Come on, folks. If you can't find out any independent sources on Kerry's own story, at least report the "he says-he says" allegations. And help out your audience with some context: Dig up some more-or-less unbiased (or at least nonpartisan) sources to provide some historical context for the bizarre Cambodia story. Never mind John Kerry specifically, what were U.S. operations during that period? Are any of his various accounts plausible and, if so, which ones? Or give readers some background on the procedures for awarding medals during Vietnam. There was a lot of medal inflation and, presumably, some politics in how medals were awarded. What, if anything, does the broader context tell us about Kerry and his critics?

I have to admit that this sounds like a more subtle critique than the usual media bashing from the right ("They don't want us to know the truth!"), but it amounts to the same thing: Virginia is insisting that the media should figure out some way to report a smear story even though they know it's a smear story and there's no actual evidence to back it up.

Let's review:

  • Kerry has said several times that his Swift Boat crossed into Cambodia on Christmas Eve of 1968. The most recent time he told this story was over a decade ago.

  • The story is wrong. Kerry crossed into Cambodia at least once, but it was in January, not December.

  • I agree that Kerry deserves a slap on the wrist over this. He seems to have embellished this particular war story because Christmas sounded better than Tet (or something). But that's about it.

In other words, there's just not much there, and I gather that the Kerry campaign has already admitted that the Christmas embellishment was untrue.

The second part of the story, questioning whether Kerry earned his medals, is even more repellent. A bunch of guys who hate Kerry's guts because of his anti-war activities 30 years ago have now gotten together and announced that Kerry never deserved the medals the Navy awarded him. But not only are their stories contradictory, they're also completely unverifiable and they know it. They can say anything they want and it's impossible to prove that they're lying.

So since there's no actual news hook on which to justify coverage of this smear campaign, we're supposed to believe that the mainstream media should desperately look for some reason, any reason, to make sure everyone knows about this. Just report the he-says-she-says story! Write a story about medal inflation! Write a thumbsucker about whether we ever sent people into Cambodia!

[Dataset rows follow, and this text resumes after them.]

Issue #2056, opened 2023-05-03
Label moderators and owners


biloti:
Moderators and owners of instances should be recognized by a clear label in their profiles. This is important to users in need of actions concerning moderation.

PR #2265, opened 2023-07-25
feat: add roles into account header and info

iruldi:
## Add roles into account header and account info

Linked to issue: https://github.com/elk-zone/elk/issues/2056

Added `AccountRoleIndicator` which is based on `AccountBotIndicator` so it has the same design. I use the color and name of the Role object to display it on the profile.

Screenshot 2023-07-25 at 16 29 11

Screenshot 2023-07-25 at 16 29 21

### DIFF
--- a/components/account/AccountHeader.vue
+++ b/components/account/AccountHeader.vue
@@ -167,6 +167,7 @@ const personalNoteMaxLength = 2000
         <div flex="~ col gap1" pt2>
           <div flex gap2 items-center>
             <AccountDisplayName :account="account" font-bold sm:text-2xl text-xl />
+            <AccountRoleIndicator v-for="role in account.roles" :key="role.id" :role="role" />
             <AccountLockIndicator v-if="account.locked" show-label />
             <AccountBotIndicator v-if="account.bot" show-label />
           </div>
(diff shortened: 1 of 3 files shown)


EddiesTech:
Is it intentional that when there is no specific role, their is an empty box? I am assuming not. I've attached an image from Elk Canary.
@iruldi @patak-dev 
Screenshot_20230728-135006

patak-dev:
Maybe that user has a role that is an empty string? You could send a PR to guard against that. I don't see the empty box in  https://main.elk.zone/ for any of the users I follow.

EddiesTech:
Hmm, ok. I'll do a bit of testing and try and figure out why that's happened then.

patak-dev:
@iruldi, @EddiesTech is right, it seems there is an empty box when you hover over users, and also on the user switcher on the bottom left. PR welcome to fix this one if you have some time
image

iruldi:
@patak-dev Thanks, I'll do that soon!

iruldi:
Didn't know why it was showing up some times but now it should not be the case anymore and it's much better this way. 

PR: https://github.com/elk-zone/elk/pull/2333

PR #2266, opened 2023-07-25
feat: role labels wrap

iruldi:
## Feat role labels wrap

Sorry @patak-dev I've not seen you've merged https://github.com/elk-zone/elk/pull/2265 and I've already done some little improvement because I've seen that with a lot of labels it became really ugly. This PR should limit these edge cases.


patak-dev (approved):
No problem, thanks for the follow up!

PR #2277, opened 2023-07-28
Add basic user-agent to all mastodon-bound requests

untitaker:
Default UA "undici" is not very nice, and I blocked it on my instance to
block a certain botwave.

### DIFF
--- a/server/api/[server]/oauth/[origin].ts
+++ b/server/api/[server]/oauth/[origin].ts
@@ -1,5 +1,7 @@
 import { stringifyQuery } from 'ufo'
 
+import { APP_NAME } from '~/constants'
+
 export default defineEventHandler(async (event) => {
   let { server, origin } = getRouterParams(event)
   server = server.toLocaleLowerCase().trim()
@@ -24,6 +26,9 @@ export default defineEventHandler(async (event) => {
   try {
     const result: any = await $fetch(`https://${server}/oauth/token`, {
       method: 'POST',
+      headers: {
+        'user-agent': APP_NAME,
+      },
       body: {
         client_id: app.client_id,
         client_secret: app.client_secret,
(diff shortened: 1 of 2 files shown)


server/api/[server]/oauth/[origin].ts
```diff
@@ -24,6 +26,9 @@ export default defineEventHandler(async (event) => {
   try {
     const result: any = await $fetch(`https://${server}/oauth/token`, {
       method: 'POST',
+      headers: {
+        'user-agent': APP_NAME,
```
Comment (antfu) [inline server/api/[server]/oauth/[origin].ts:30]: I guess we should append the version as well, `Elk/0.x.x`. Could put in the constants module.

I am not sure if we should also include other UA for compatibility, otherwise it LGTM

Comment (untitaker) [reply server/api/[server]/oauth/[origin].ts:30]: what changes need to be done to the release process so that this constant gets updated?

Comment (antfu) [reply server/api/[server]/oauth/[origin].ts:30]: You can get the version here https://github.com/elk-zone/elk/blob/57814915d655acecb578718a99d602218e0c3fe7/config/env.ts#L4

Comment (untitaker) [reply server/api/[server]/oauth/[origin].ts:30]: ah okay, ty. i thought you were suggesting to add a new constant. will fix soon

Comment (untitaker) [reply server/api/[server]/oauth/[origin].ts:30]: > I am not sure if we should also include other UA for compatibility, otherwise it LGTM

I believe this should not be necessary, considering you got away with literally hte string `"undici"` so far

untitaker:
@antfu can you take another look?

shuuji3 (approved):
Thank you for updating the PR!🙂

I confirmed both fetch requests (`/api/v1/apps` and `/oauth/token`) now have the user-agent value `Elk/0.15.1` in headers on the Elk server side.

I haven't checked the received request on the server side (Mastodon) by myself but that should be fine. Have you already tested on your server?

untitaker:
yes, IIRC I tested it fully. but it's been a long time.

shuuji3:
OK, recent commits only modified user-agent string so it should work as expected. Let's see how it goes on Canary version (https://main.elk.zone) after merging.

PR #2280, opened 2023-07-29
feat(i18n): sync zh-CN with en

alexzhang1030:


alexzhang1030:
close it cause duplicated with #2248

PR #2281, opened 2023-07-29
fix: cannot fullscreen due to `Permission-Policy`

### LINKED ISSUE #1942: video fullscreen button is disabled
截屏2023-04-02 09 59 23

alexzhang1030:
closes #1942

### DIFF
--- a/nuxt.config.ts
+++ b/nuxt.config.ts
@@ -242,6 +242,9 @@ export default defineNuxtConfig({
         'style-src': ['\'self\'', '\'unsafe-inline\''],
         'upgrade-insecure-requests': true,
       },
+      permissionsPolicy: {
+        fullscreen: ['\'self\'', 'https:', 'http:'],
+      },
     },
     rateLimiter: false,
   },
--- a/components/status/StatusAttachment.vue
+++ b/components/status/StatusAttachment.vue
@@ -131,7 +131,7 @@ watch(shouldLoadAttachment, () => {
           :poster="videoThumbnail"
           muted
           loop
-          playsinline
+          :playsinline="isSmallScreen"
           :controls="shouldLoadAttachment"
           rounded-lg
           object-cover
--- a/components/status/StatusAttachment.vue
+++ b/components/status/StatusAttachment.vue
@@ -131,7 +131,7 @@ watch(shouldLoadAttachment, () => {
           :poster="videoThumbnail"
           muted
           loop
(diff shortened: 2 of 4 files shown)


patak-dev:
Do you see the fullscreen button enabled in the preview? I still get it disabled for a large screen https://deploy-preview-2281--elk-zone.netlify.app/universeodon.com/@CraigWeekend@mstdn.ca/110794193399419745

alexzhang1030:
@patak-dev After a considerable amount of debugging, I've finally discovered that this issue originates from the [Permission-Policy](https://developer.mozilla.org/en-US/docs/Web/HTTP/Headers/Permissions-Policy/fullscreen), and it only occurs in Chrome 😅.

Already revert the last changes. You can merge it now!

alexzhang1030:
And why does the preview version not change? 🤔

nuxt.config.ts
```diff
@@ -242,6 +242,9 @@ export default defineNuxtConfig({
         'style-src': ['\'self\'', '\'unsafe-inline\''],
         'upgrade-insecure-requests': true,
       },
+      permissionsPolicy: {
+        fullscreen: ['\'self\'', 'https:', 'http:'],
```
patak-dev, line 246: Does it need to be so permissive? I'll let others review this one in that case.

alexzhang1030: FYI：it's syncs with contentSecurityPolicy.media-src

patak-dev: Ah, I see.

patak-dev:
In MacOS/Chrome, if I press the fullscreen on a video, then press exit, the app goes back to the top of the timeline. I don't know if we should merge this as it may confuse folks 🤔

alexzhang1030:
> In MacOS/Chrome, if I press the fullscreen on a video, then press exit, the app goes back to the top of the timeline. I don't know if we should merge this as it may confuse folks 🤔

Ah, it's indeed a problem, I'll see if I can do something...

alexzhang1030:
@patak-dev It works! Can't believe that the issue, I can't believe this is what caused the problem. Chrome sucks 🤪

alexzhang1030:
Ah, netlify does not update the preview

patak-dev (approved):
Nice! Interesting that the `height` had such an effect. Let's try it out in main.elk.zone. I tested in Android and desktop and using min-height looks good.

PR #2283, opened 2023-07-29
feat: hide original post area in the edit widget

### LINKED ISSUE #2276: Consider flipping the order of the Edit UI
Thanks for your work!

Just a suggestion - whenever I edit I instinctively try to edit the top box, which is actually showing the existing post, not the bottom box which is the Edit UI.

I think this makes sense as:

a) When you compose a new post, the UI is at the top
b) Newer posts in timelines appear at the top
c) Editing is your primary task here, not seeing the original post

But others may disagree!

shuuji3:
resolve #2276

You can also the alternative implementation (original flipping layout) for comparison: #2284


patak-dev (approved):
Thanks for creating the other PR for reference. I think both are good. Let's try hiding and we can change it if we receive further feedback.

PR #2284, opened 2023-07-29
feat: flip two post areas in the edit widget

shuuji3:
see #2283

This is just a preview PR for reference.


patak-dev:
We merged https://github.com/elk-zone/elk/pull/2283

PR #2296, opened 2023-08-01
feat: show delete confirmation dialog when clicking "Delete & re-draft" menu

### LINKED ISSUE #2291: Confirmation dialog for delete-and-redraft
There is a confirmation for deleting a toot, but not for deleting and redrafting one. Yeah, it's a less destructive operation because you have the toot content there again in the popup, but it can still break threads, lose boosts etc so I think there ought to be a confirmation.

shuuji3:
resolve #2291 

This change ensures to show the same dialog message as the "Delete" menu. I'm wondering if we'd better change the message but basically, both actions are warning about the same delete action so I assume the same message can be acceptable.

Screenshot 2023-08-02 at 2 05 58


shuuji3:
Ah, it seems that the CI error is not related to this change. It started from this commit: https://github.com/elk-zone/elk/commit/e6172ad38b16a6dad5ee9c0656fee56b607df068 in the `main` branch.

userquin:
What's the default button focused when shown (if any)? We should focus the cancel button.

Can you add `Delete post` title?
Can you also avoid center the mesaage?

Maybe the dialog component requires a review.

antfu (approved):

antfu:
@userquin Yeah I agree we should revise the confirm dialog. It's not blocking this PR tho.

shuuji3:
Thank you both! I also agree on the above suggestions will improve the dialog UI. I'm going to try to make a separate PR to adjust the layout and add a title to the dialog later. 🙂

PR #2307, opened 2023-08-06
feat: improve title and layout of the confirm dialog

shuuji3:
This is follow-up PR for #2296.

Actually the confirm dialog component has had both title description so all I had to is just using `description` prop in addition to `title` prop. Currently, long test is used as `title` that was caused centered bold text.

So I moved the previous `title` to `description` and added a new short `title` like `Delete post` instead.

I also tried to implement the button focus but it was not strightfoward so I leave it for the future issue.

## Before
Screenshot 2023-08-02 at 2 05 58

## After
Screenshot 2023-08-02 at 20 01 58


components/status/StatusActionsMore.vue
```diff
@@ -83,18 +84,12 @@ async function deleteStatus() {
...
   }) !== 'confirm')
     return
 
-  if (process.dev) {
-    // eslint-disable-next-line no-alert
-    const result = confirm('[DEV] Are you sure you want to delete and re-draft this post?')
-    if (!result)
-      return
-  }
-
```
shuuji3, line 97: We will be asked by confirm dialog with this update so this duplicated alert won't be needed.

composables/masto/relationship.ts
```diff
@@ -41,6 +41,7 @@ export async function toggleFollowAccount(relationship: mastodon.v1.Relationship
   if (unfollow) {
     if (await openConfirmDialog({
       title: i18n.t('confirm.unfollow.title'),
+      description: i18n.t('confirm.unfollow.description', [`@${account.acct}`]),
```
shuuji3, line 44: Unlike the other confirm dialog, this message didn't have an account name place holder so I added one for a better dialog message.

locales/en.json
```diff
@@ -127,27 +129,32 @@
...
       "confirm": "Show",
-      "title": "Are you sure you want to show boosts from {0}？"
+      "description": "Are you sure you want to show boosts from {0}?",
+      "title": "Show boosts"
     },
     "unfollow": {
       "cancel": "Cancel",
       "confirm": "Unfollow",
-      "title": "Are you sure you want to unfollow?"
+      "description": "Are you sure you want to unfollow {0}?",
```
shuuji3, line 156: As explained in the above comment, I added `{0}` for `en.json` but couldn't add other languages. Is it OK to keep other messages without `{0}`?

userquin:
don't center the title, it should be in left or right (depending on lang ltr or rtl), check also the message and the buttons alignment:
[RTL Support](https://github.com/elk-zone/elk/blob/main/CONTRIBUTING.md#rtl-support) in contributing guide

shuuji3:
Thanks for the feedback and resource. Deleted the title centering and check the RTL language. Is it the expected layout?

Screenshot 2023-08-08 at 3 06 11

Screenshot 2023-08-07 at 2 35 24

components/status/StatusActionsMore.vue
userquin: Keep this confirm, it is for dev only

userquin:
LGTM we can add focus and maybe focus trap later, we should add also a11y (aria roles and proper markup)

components/status/StatusActionsMore.vue
shuuji3: @userquin All right, reverted this just now.

locales/en.json
userquin: Can you add a new one entry and use `te` to check if present?

userquin: If missing new one use current otherwise use the new one with `{0}`

userquin: IIRC `te` is for checking entry.

userquin: upps, forgot it, we'll need to add the title, I'll add the title for spanish and try to add focus trap

userquin: rn all confirm dialog titles will be using `en`  entry

userquin (approved):

ryanccn (approved):

patak-dev:
@shuuji3 this looks good to me, thanks! If you resolve the conflicts, we can merge it.

shuuji3:
@patak-dev OK, I've just resolved the code conflict. Thanks!

patak-dev (approved):

PR #3173, opened 2024-02-12
azure: prioritize location with quota availability

pupacha:
Current code returns the awaitable_candidates of the first location from the allowed_locations list even if other locations have available_candidates. This change will iterate through all the allowed_locations and returns a matching available_candidate. If no matching is found, it iterates through locations again and gives an awaitable_candidate.

### DIFF
--- a/lisa/sut_orchestrator/azure/platform_.py
+++ b/lisa/sut_orchestrator/azure/platform_.py
@@ -521,34 +521,34 @@ class AzurePlatform(Platform):
         all_awaitable: bool = False
         errors: List[str] = []
 
-        for location in allowed_locations:
-            caps, error = self._get_azure_capabilities(
-                location=location, nodes_requirement=nodes_requirement, log=log
-            )
+        caps, error = self._get_azure_capabilities(
+            allowed_locations=allowed_locations,
+            nodes_requirement=nodes_requirement,
+            log=log,
+        )
 
-            if error:
-                errors.append(error)
+        if error:
+            errors.append(error)
 
-            # If returns non-zero length array, it means found either available
-            # or awaitable for all nodes.
-            if caps:
-                all_awaitable = True
+        # If returns non-zero length array, it means found either available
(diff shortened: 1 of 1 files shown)


lisa/sut_orchestrator/azure/platform_.py
```diff
@@ -521,34 +521,34 @@ def _prepare_environment(self, environment: Environment, log: Logger) -> bool:
         all_awaitable: bool = False
         errors: List[str] = []
 
-        for location in allowed_locations:
```
squirrelsc, line 524: This loop should check all locations already. Why move the loop into `_get_azure_capabilities`

pupacha:
@squirrelsc I noticed LISA doesn't use other locations even if there is available quota, when multiple locations are passed. With these changes, LISA would prefer a location with available quota.

lisa/sut_orchestrator/azure/platform_.py
pupacha: The loop was in `_prepare_environment` method. and `_get_azure_capabilities` method was returning an `awaitable_candidate` (if applicable) for the first location of the list. And even if the other locations have enough available quota, it was using the awaitable_candidate.

squirrelsc: The L538 `if all(isinstance(x, schema.NodeSpace) for x in caps):` is to check if all are available resources. If it's not, the loop takes the next location. Please check why it doesn't work as expected.

pupacha: IIUC, the check is to verify the object type. How does L538 verify if the quota is available or not? 
This https://github.com/microsoft/lisa/blob/main/lisa/sut_orchestrator/azure/platform_.py#L2592 could possibly return awaitable result.

pupacha:
https://github.com/microsoft/lisa/pull/3174 fixes the same issue mentioned in this PR. Closing PR.

PR #3176, opened 2024-02-14
shell: fix output missed on local Linux node.

squirrelsc:
With the fix, pty is only enabled for remote Linux.


anirudhrb:
I tested this change and it fixed the issue for me.

PR #3179, opened 2024-02-20
Deploy VM in TiP with Availability_Type None

adityagesh:
To Deploy VM in TiP with Availability_type None requires TipNode.SessionId to be defined in vm_tags.
This tag however has to be removed in case of availability set deployment.


squirrelsc:
@adityagesh don't mention internal information in Github like TiP.

PR #3183, opened 2024-02-22
disk: handle when passed disktype is empty

LiliDeng:


lisa/schema.py
```diff
@@ -473,7 +473,18 @@ class DiskOptionSettings(FeatureSettings):
             ],
         ),
         metadata=field_metadata(
-            decoder=partial(search_space.decode_set_space_by_type, base_type=DiskType)
+            decoder=lambda input: (
+                search_space.decode_set_space_by_type(data=input, base_type=DiskType)
```
squirrelsc: Write a method, it would be clearer than lambda.

lisa/search_space.py
```diff
@@ -710,3 +710,15 @@ def create_set_space(
     else:
         set_space = None
     return set_space
+
+
+def decode_empty_count_space(
```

Write anything, as long as it provides an excuse to put the smear story against Kerry on the front page.

The story about George Bush's National Guard record managed to get a couple of weeks of attention from the mainstream media, but only because there was documentary evidence to back it up. It was initially kicked off by a mysteriously torn retirement record and then finished off by payroll records released by the White House. Without those, the story would have gone nowhere.

Conversely, the Swift Boat smear has no documentary evidence at all. It's just a bunch of guys making things up and knowing they can't be called on it. Why should the mainstream press get suckered into giving them a platform?

UPDATE: William Saletan and Jacob Weisberg debate the Swift Vets smear ad here. It's quite a contest: Saletan argues that all 15 of the charges in the ad are specious while Weisberg maintains that the ad is "beyond vile." Saletan's careful fact checking is appreciated, but Weisberg wins on points for including the phrase "extra-chromosome conservatives at Regnery" in his piece.

UPDATE 2: Finally, some documentary evidence! Unfortunately for the Swifties, it's evidence that one of them is lying.